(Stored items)
··········

Issue #596, opened 2019-03-20
test how lookout behaves with draft PRs on github


smacker:
github doesn't run anything on draft prs (most probably it doesn't send notification to github apps).
but lookout doesn't use hooks. We need to test it doesn't post comments to draft prs (to be consistent with all other apps) and does post when status changed to "ready for review"

smacker:
Lookout treats Draft PRs as normal PRs and posts comments. Example: https://github.com/smacker/lookout-test/pull/1

PR #615, opened 2019-04-02
skip draft pull requests

smacker:
github doesn't run any checks on draft PRs
emulate this behaviour by skipping prs as long as they are draft

fix: #596

### DIFF
--- a/provider/github/watcher_test.go
+++ b/provider/github/watcher_test.go
@@ -155,6 +155,30 @@ func (s *WatcherTestSuite) TestWatch() {
 	}
 }
 
+func (s *WatcherTestSuite) TestWatchDraftPR() {
+	called := false
+	ctx, cancel := context.WithCancel(context.Background())
+	s.mux.HandleFunc("/repos/mock/test/pulls", func(w http.ResponseWriter, r *http.Request) {
+		if called {
+			cancel()
+		}
+		fmt.Fprint(w, `[{"id":1},{"id":2,"draft":true},{"id":3}]`)
+		called = true
+	})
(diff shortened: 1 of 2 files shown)


smacker:
wait-wait guys. I'll add the test as we agreed to skip it now.

smacker:
re-pushed with the test

se7entyse7en:
LGTM 👍

provider/github/watcher_test.go
```diff
@@ -155,6 +155,30 @@ func (s *WatcherTestSuite) TestWatch() {
...
 }
 
+func (s *WatcherTestSuite) TestWatchDraftPR() {
+	called := false
+	ctx, cancel := context.WithCancel(context.Background())
+	s.mux.HandleFunc("/repos/mock/test/pulls", func(w http.ResponseWriter, r *http.Request) {
+		if called {
+			cancel()
+		}
+		fmt.Fprint(w, `[{"id":1},{"id":2,"draft":true},{"id":3}]`)
```
carlosms: Wound't it be better to use lookout-test-fixtures here?

smacker: 1. It's a unit test, usually, it's a bad idea to use huge fixtures in unit tests. Unit tests should test the smallest part of the logic possible and it should be easy to understand what they do.
2. We don't have fixtures for PRs list in lookout-test-fixtures repository.

carlosms: I don't entirely agree. In my opinion using fixture data does not automatically transform a unit test into an integration test. In this case the fixture is even vendored, so it's not so different from a hardcoded string.

But I don't want to block this PR for this.

PR #621, opened 2024-03-23
feat(matching): feature parity for torrent/data matching

mmgoodnow:
This PR makes torrentDir nullable, and adds support for non-linked perfect matches when using data based matching.

### DIFF
--- a/src/pipeline.ts
+++ b/src/pipeline.ts
@@ -276,7 +276,7 @@ async function findSearchableTorrents() {
 			.map((t) => t.unwrapOrThrow());
 	} else {
 		if (typeof torrentDir === "string") {
-			allSearchees.push(...(await loadTorrentDirLight()));
+			allSearchees.push(...(await loadTorrentDirLight(torrentDir)));
 		}
 		if (Array.isArray(dataDirs)) {
 			const searcheeResults = await Promise.all(
--- a/src/action.ts
+++ b/src/action.ts
@@ -155,6 +155,9 @@ export async function performAction(
 			await saveTorrentFile(tracker, getTag(searchee.name), newMeta);
 			return InjectionResult.FAILURE;
 		}
+	} else if (searchee.path) {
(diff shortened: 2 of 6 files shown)


zakkarry:
rebased for you.

src/pipeline.ts
```diff
@@ -276,7 +276,7 @@ async function findSearchableTorrents() {
 			.map((t) => t.unwrapOrThrow());
 	} else {
 		if (typeof torrentDir === "string") {
```
zakkarry, line 278: I'm not sure it's not a ridiculous thought, but maybe checking for length to make sure someone doesn't think an empty string is the same as disabling?

I know that seems extreme, but I've seen it in support. This can either be done in Zod or here, I'm not sure transforming for them and allowing the presumption that its a valid config is right. I'll yield to you to make that call if you think its a worthwhile addition.

zakkarry (changes requested):
only one note that I see.

src/pipeline.ts
zakkarry: I just realized, this might be addressed already with verifyPath....just need to confirm and other than that it lgtm

mmgoodnow: it ENOENTs

zakkarry: Should we be accounting for this with a transform in Zod or what, if it ENOENT's wouldn't that fail to start?

mmgoodnow: I think it's covered by verifyPath.

mmgoodnow: What would we transform it to?

zakkarry: i guess if its empty null/undefined?

mmgoodnow: I think I'd rather it just be an error. An empty string is most likely a mistake, which throwing an error surfaces.

zakkarry (approved):

PR #624, opened 2024-03-24
add(config/excludeRecentSearch): disclaimer about failed searches

Audionut:
Minor edit to the config to make it clear that previously failed searches will not be excluded, and hence that the usage of excludeRecentSearch can also be used to search for previously failed searched.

··········

Exercise instructions: Print the line containing "zakkarry: i guess", then every line after it through the last line of the records, each exactly as written; nothing else belongs in the answer.

Exercise solution:
zakkarry: i guess if its empty null/undefined?

mmgoodnow: I think I'd rather it just be an error. An empty string is most likely a mistake, which throwing an error surfaces.

zakkarry (approved):

PR #624, opened 2024-03-24
add(config/excludeRecentSearch): disclaimer about failed searches

Audionut:
Minor edit to the config to make it clear that previously failed searches will not be excluded, and hence that the usage of excludeRecentSearch can also be used to search for previously failed searched.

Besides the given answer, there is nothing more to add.